Spending an hour and a half in a sedentary position in a darkened room proved to be just the thing I needed to reclaim my vigor and I set off for the nearby JR Tower observation deck. The price was steep but no place offered better views of the city and I had already missed out on going to the Moiwa rope bridge. JR Tower is a great place to get a feel of just how well planned Sapporo is. The Tower is located right next to Sapporo station, smack bang in the middle of the city. As you walk around the deck you can see in all four compass directions and see the neat grid pattern that's been imposed on the city. This made for a refreshing change from the chaos of Tokyo and Osaka.

The observation deck is at the top of the tower. Eagle-eye views indeed.


Because Sapporo is a relatively young city, it is one of the only major cities in Japan to be a planned city. You can see the neat gridlines clearly from up high.


What I call the 'GTA' angle.


These directions painted on the top of sheds in the station car park were a nice touch. Click to enlarge.


FROM BOTANICAL GARDEN TO BEER GARDEN:


Given the previous night's disappointments I was determined to do at least one beer-related thing while I was in Sapporo so I caught the subway to the Sapporo Beer Garden, a restaurant and museum complex built on the site of the original Sapporo brewery. I arrived too late to get the guided tour but just in time for the dinner crowd at the Beer Garden. Well, there are actually a couple of Beer Gardens in the complex but I went in to the first one that advertised the local delicacy Jingus Kaan.

"Hokkaido is Sapporo Beer." Now this is a town I can get used to.


So this is where dreams are made...


"I'd like to buy a vowel, please..."


Pick one; you can't lose. Click to enlarge.

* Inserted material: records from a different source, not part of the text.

PR #594, opened 2020-04-27
Fixed time command, cleanups in sash command history.

Mellvik:
time(1) now displays real time (and only real time) correctly. 

sash command history cleanup: compiler warnings, static declarations (and a bug).

### DIFF
--- a/elkscmd/misc_utils/time.c
+++ b/elkscmd/misc_utils/time.c
@@ -8,29 +8,21 @@
 #include <sys/times.h>
 #include <sys/wait.h>
 
-static void printt(char * s, long se, long us)
+static void printt(char * s, long us)
 {
 	long mins, secs;
 
-	if (se == -1 ) {		/* microsecs only */
-		if (us < 1000L)		/* round up to 1/1000 second*/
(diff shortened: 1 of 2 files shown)


ghaerr:
Thanks! Are you going half-crazy yet with the time calculations? I think I spent too much time on this originally and still didn't get it right. Glad you've got it working, and it seems the troubles were all in the print routine.

Mellvik:
I am (going half-crazy that is). And yes, everything was indeed in printt. Incredible how complicated the simplest things are when you cannot get your thinking straight.
I probably spent two hours trying to figure out why I was getting an occasional one second difference between my gettimeofday() data and your times() data. Never mind, now it's correct.

I guess this is certainly not the time (!) to introduce clock tics into the task struct. BTW - It was fun looking up what it looked like in BSD4.2:

myname# !364
time cat /dev/ra0a > /dev/null 
3.4u 0.2s 0:03 100% 10+14k 3976+3io 1pf+0w

Clock time < sys+user time, hmmmm - so I guess we're in good company (may actually be SIMH's fault …)

—Mellvik

PR #596, opened 2020-04-28
Implement POSIX style basename(3) and dirname(3) in libc 

cjsthompson:
This is based on the code of the basename and dirname sh_utils utilities. Update these aforementioned utilities as well as their busyelks counterparts accordingly.


ghaerr:
Nice work Christoph! Your attention to detail is nice to see.

PR #599, opened 2020-04-29
[serial] Read data until no interrupt flag

ghaerr:
Hello @pawosm-arm,

This PR causes serial data to be read in the interrupt handler until the hardware interrupt flag is reset, rather than the previous way which reads data until the read data available bit is reset. I would like you to test with this code compiled in the kernel, and see whether the mouse still locks up your system.

From reading the MINIX 2.0.4 serial driver code (https://github.com/chenshuo/old-minix/blob/master/src/kernel/rs232.c), it is mentioned that some chips lock up if this is not done. (see the serial interrupt routine rs232_handler()).

@Mellvik, this should not affect the FIFO operation, but I am unable to test that. I am assuming that the FIFO hardware continues to assert the interrupt pending flag in the IID while FIFO data is available. If not, then this would have the effect of only reading one character per interrupt.

### DIFF
--- a/elks/arch/i86/drivers/char/serial.c
+++ b/elks/arch/i86/drivers/char/serial.c
@@ -223,9 +223,9 @@ void rs_irq(int irq, struct pt_regs *regs, void *dev_id)
 	//if (status & UART_LSR_DR)			/* Receiver buffer full? */
 	    do {
 		buf[i++] = inb_p(io + UART_RX);		/* Read received data */
-	    } while ((inb_p(io + UART_LSR) & UART_LSR_DR) && i < MAX_RX_BUFFER_SIZE);
+	    //} while ((inb_p(io + UART_LSR) & UART_LSR_DR) && i < MAX_RX_BUFFER_SIZE);
 	//}
-    //} while (!(inb_p(io + UART_IIR) & UART_IIR_NO_INT) && i < MAX_RX_BUFFER_SIZE);
+    } while (!(inb_p(io + UART_IIR) & UART_IIR_NO_INT) && i < MAX_RX_BUFFER_SIZE);
 
     if (status & UART_LSR_OE)
 	printk("serial: data overrun\n");


Mellvik:
@ghaerr,
It may make sense to test this, but I read the comment in the minix source differently (or I missed something).
The 16550 application note says approximately the same thing, check all interrupts, not because there are more bytes to read (which is impossible anyway on a 8250), but because there are many sources. If those sources are not enabled, as in our case (for now), It is indeed a waste of time like the comment says. 
Btw, I found the 16550 app note I referred to before, on line if you're interested...

-Mellvik

ghaerr:
> It may make sense to test this

We have not found the base reason for @pawosm-arm's problems, and we are handling the interrupt differently as far as which HW registers are read, so I'd like to test this.

>I found the 16550 app note I referred to before, on line if you're interested... 

Sure, go ahead and post it.

> check all interrupts, not because there are more bytes to read (which is impossible anyway on a 8250)

The ELKS interrupt routine isn't the same as MINIX, as there is only one interrupt enabled. The difference this code tries is to read bytes while the RDA interrupt is set in the IIR, rather than reading bytes while the RDA bit is set in the LSR. This is the same path the MINIX driver takes.

pawosm-arm:
Hi @ghaerr,

I'm not sure how to summary this. The `ktcp` issues prevail, but I doubt this patch was to solve them (I assume, as long as `ktcp` isn't making use of hardware flow control, requiring `slattach` to be started with `-L` to tell it to work without hardware flow control, this will always choke).
What I observed is that the serial communication problems aren't quiet anymore. It is like this for some time, so I could observe "Buffer overrun" for some time, and such message does not make system hung. The new thing though is that after applying this PR, I'm seeing new message not seen before: "panic: Unable to get timer", and the system hangs totally so even Ctrl+Alt+Del isn't working, despite the on-screen message encouraging to do it. I wonder if this adds any clue to our investigation.

ghaerr:
Hello @pawosm-arm, thank you again for your testing.

Unfortunately my guess at fixing our serial code by following MINIX did not work at all. While it didn't fail on QEMU that's obviously not the case on your hardware. It might be interesting to see whether this crashes the system on @Mellvik's hardware, to help gather more data about your specific hardware problems (or not), but there's no point in considering this patch for committing.

I will have to wait until I get access to serial hardware to continue writing code to improve the serial driver, I'm afraid. 

> after applying this PR, I'm seeing new message not seen before: "panic: Unable to get timer", and the system hangs totally 

Considering that the panic message mentioned is from code that is executed extremely early in the ELKS boot process, I can only gather that the reason for this is that the system was completely crashed and happened to execute that code, out of control. My guess is that a kernel interrupt stack overflow is happening, which could cause this and all your crashes. Given this never happens but on your machine, my guess is it might be related to the hardware-initiated IRQ processing occurring on top of each other, until stack overflow, but just a guess.

> I could observe "Buffer overrun" for some time

Guessing again that this means the new serial interrupt handler isn't accessing/resetting your UART hardware properly, and the chip is reporting data overruns. MINIX source comments that some serial cards behave differently (see @Mellvik's comment above about interpretation of the MINIX source comment). All-in-all, though, rather than being a "waste of processing time", this patch flat doesn't work.

> I assume, as long as ktcp isn't making use of hardware flow control, requiring slattach to be started with -L to tell it to work without hardware flow control, this will always choke).

I had hoped to fix the core serial driver issue(s) to handle high speed input without flow control. I am still interested in the `sercat` testing results, which will confirm or not whether the throughput changes recently made actually help. It looks at this point it might be prudent to stop working on software serial speed enhancements and go directly to hardware flow control implementation.

pawosm-arm:
> Considering that the panic message mentioned is from code that is executed extremely early in the ELKS boot process...

This panic occurred long after the system was fully booted and doing serial communication initiated from userspace. So the kernel went massively out of control. A kernel interrupt stack overflow seems likely cause of such behaviour.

Jingus Kaan is a dish unique to Sapporo, and one that seemingly pays homage to the Mongol roots that many researchers suspect play a substantial part in Korean and Japanese genetics. Essentially the dish is just raw cuts of high grade meat cooked on a hot plate and served a special dipping sauce. The dish is normally also served with beer and vegetables (the vegetables are optional), but I was happy to just have a frothy mug of authentic Sapporo beer and a big plate of meat. After months of scrounging on anorexic steaks and shreds of meat I was happy to get my carnivore on.

I like the German stylings. Very bacchic.


Now THIS is a meal that I can sink my teeth into.


The place was pretty smokey, but it smelled like cooking meat so I was fine with it.


I left the Beer Garden one satisfied customer and spent the night touring around Odori Garden and the underground shopping malls before heading home for a well deserved rest.

Odori Park. The b-boys I mentioned in the previous post were back.


I'm pretty sure the Eiffel Tower doesn't do that at night. Does it? It reminded me of a giant Christmas tree.


Back in Susukino with the crazy neon ferris wheel.